Every Sunday from September through May, somewhere in New Orleans, a Social Aid and Pleasure Club steps into its neighborhood with a brass band, a banner, and its colors. The first line — the club members and the musicians — sets the route. The second line is everyone else: whoever hears the horns, walks out, and follows. This is the heart of Black New Orleans street culture. Not a parade organized for outsiders. A community ritual, continuous since the late 19th century, that belongs to the people who march it. Each club has its own colors, its own banner, its own route. Some have marched the same streets for over a hundred years.
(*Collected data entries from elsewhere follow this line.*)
PR #687, opened 2018-11-28
Feature: Allow apps to use Batch task dependencies

jamesclarke:
Some of the Spark applications we have in the SwiftKey team require running different steps in a pipeline where each successive step relies on the previous step completing without failure. Azure Batch jobs have a mode that allows submitting tasks that depend on one or more other tasks, only running when those other tasks have completed successfully.

I am sure the AZTK team is already aware of task dependencies and probably either made a decision not to implement full support for app task dependencies or that it was not a priority. To properly add the concept of task dependencies to AZTK itself would probably entail a lot of extra functionality around app management.

However, for our purposes, just exposing the ability to express app dependencies with the underlying Batch task option `depends_on` is enough and we are happy to implement the specific app dependency management logic we need on our side.

This pull request, therefore, is a minimal set of changes that just adds the necessary parameters/arguments to cluster job and application task creation to enable use of task dependencies in Azure Batch.

Changes:
* Turn on `use_task_dependencies` option when creating the cluster job
* Add `depends_on` argument when generating an application task
* Add `depends_on` member to `spark.models.models.ApplicationConfiguration` and corresponding parameter to its `__init__()`

### DIFF
--- a/aztk/client/cluster/helpers/create.py
+++ b/aztk/client/cluster/helpers/create.py
@@ -63,7 +63,11 @@ def create_pool_and_job_and_table(
     helpers.create_pool_if_not_exist(pool, core_cluster_operations.batch_client)
 
     # Create job
-    job = batch_models.JobAddParameter(id=job_id, pool_info=batch_models.PoolInformation(pool_id=pool_id))
+    job = batch_models.JobAddParameter(
+        id=job_id,
+        pool_info=batch_models.PoolInformation(pool_id=pool_id),
+        uses_task_depenendencies=True,
+    )
 
     # Add job to batch
     core_cluster_operations.batch_client.job.add(job)
--- a/aztk/spark/client/base/helpers/generate_application_task.py
+++ b/aztk/spark/client/base/helpers/generate_application_task.py
@@ -98,6 +98,7 @@ def generate_application_task(core_base_operations, container_id, application, r
         user_identity=batch_models.UserIdentity(
             auto_user=batch_models.AutoUserSpecification(
                 scope=batch_models.AutoUserScope.task, elevation_level=batch_models.ElevationLevel.admin)),
+        depends_on=application.depends_on,
     )
 
     return task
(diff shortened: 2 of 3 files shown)


timotheeguerin:
Ok, so I talked with Jake and there is actually a problem:
This will only work if you use Batch to submit the task not the new ssh submit mode. This means you can't use this feature with the `scheduling_target` flag. This means we need to add validation on the model to check you don't use both features.

It is also quite simple to wait for a task to finish before triggering the next one right now. Does adding this feature is really needed for your use case to make the 2 submission mode inconsistent?

We would also need to add docs for this feature

jafreck:
Achieving the functionality you are after should be possible in aztk today. Using the sdk, you can call:
```
spark_client.cluster.submit(id=cluster_id, application=application_configuration1, wait=True)

application1_log = spark_client.get_application_log(cluster_id, application_configuration1.name)
if application1_log.exit_code != 0:
    handle_error()

spark_client.cluster.submit(id=cluster_id, application=application_configuration2, wait=True)
```

I'd prefer to not utilize task dependencies on Batch for the reason Tim shared. Currently there are 2 methods for application submission. If using `scheduling_target.Master` is used, then Batch tasks are not used at all. This means that this feature would be dependent on using `scheduling_target.Any`. This sort of feature dependency is something I would like to avoid where possible. In this particular case, the above workaround seem acceptable to me if they solve your problem.

jamesclarke:
Thanks for the responses, @timotheeguerin and @jafreck. I had been working on an older version of AZTK and so, although I'd heard about the new ssh submission stuff, I haven't used it yet and thus hadn't thought of the issue you describe.

Thanks also for the suggestion about using the `wait` option whilst submitting apps sequentially. That works nicely for a number of things we're doing when we have jobs scheduled with VSTS or something and we do use that.

However, in the case I am currently working on, users need to be able to submit a batch of inter-dependent apps all at once, forming a pipeline, which may take a while to run (e.g. overnight) and so they need to be able to close their laptops and disconnect from the network. So the chain of individual submits with waiting unfortunately won't work here.

I am going to think about this for a little bit and talk to some people and then get back to this PR either with some other ideas or to just shut it down.

jamesclarke:
As per the discussion, this will not be implemented, and so closing the PR.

The route is the club's — the neighborhood it claims, the blocks it walks, the place it returns to week after week, season after season. You go because the second line is open. You show up, you follow the music, you join the line. That's the form. WWOZ publishes the weekly schedule and route maps at wwoz.org. Find the route. Show up. Walk.
- ·Second lines are neighborhood parades organized by Social Aid and Pleasure Clubs — the heart of Black New Orleans street culture.
- ·The 'first line' is the club and the brass band; the 'second line' is everyone who joins in.
- ·There are second lines nearly every Sunday from September through May, each following a route through the sponsoring club's neighborhood.
- ·This is not a performance for tourists — it is a community ritual continuous since the late 19th century.
- ·Each club has its own colors, banner, and route — some have marched the same streets for over 100 years.
- ·Check WWOZ (wwoz.org) for the weekly second line schedule and route maps. Show up, follow the music, join the line.